The words are pacifying, but there’s something she’s not saying. “I’m sensing a but in there, DeLuca.”
She smiles tiredly at him, “But...I think it’s clear that we do actually have to talk about Alex. Obviously it’s on both our minds and ignoring it isn’t gonna cut it anymore.”
He knows she’s right, knows he was annoyed not five minutes ago that they hadn’t had this conversation yet, but suddenly he’s terrified. He can’t help the sinking suspicion that having that conversation will result in the end of this. Not just their burgeoning relationship, but a friendship too, and he’s so tired of losing people. He looks at her pleadingly. “I’m sorry too, I shouldn’t have snapped at you. And yeah, we probably should talk, but does it have to be tonight?”

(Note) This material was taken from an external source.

PR #3154, opened 2020-04-04
XRT-396 XRT needs not support partition metadata partial overlay

houlz0507:


src/runtime_src/core/pcie/driver/linux/xocl/xocl_subdev.c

She smiles softly at him, in the way that always makes his heart stutter in his chest, and takes pity on him. “No, it doesn’t have to be tonight.”
She wraps an arm around him, tugs his head onto her shoulder and presses a kiss into his hair. He closes his eyes, enjoying her closeness and wills himself to stay in the present, in this moment, with her. Tries to make himself believe that this thing they’re doing can work, make himself believe that this doesn’t feel like goodbye. It almost works.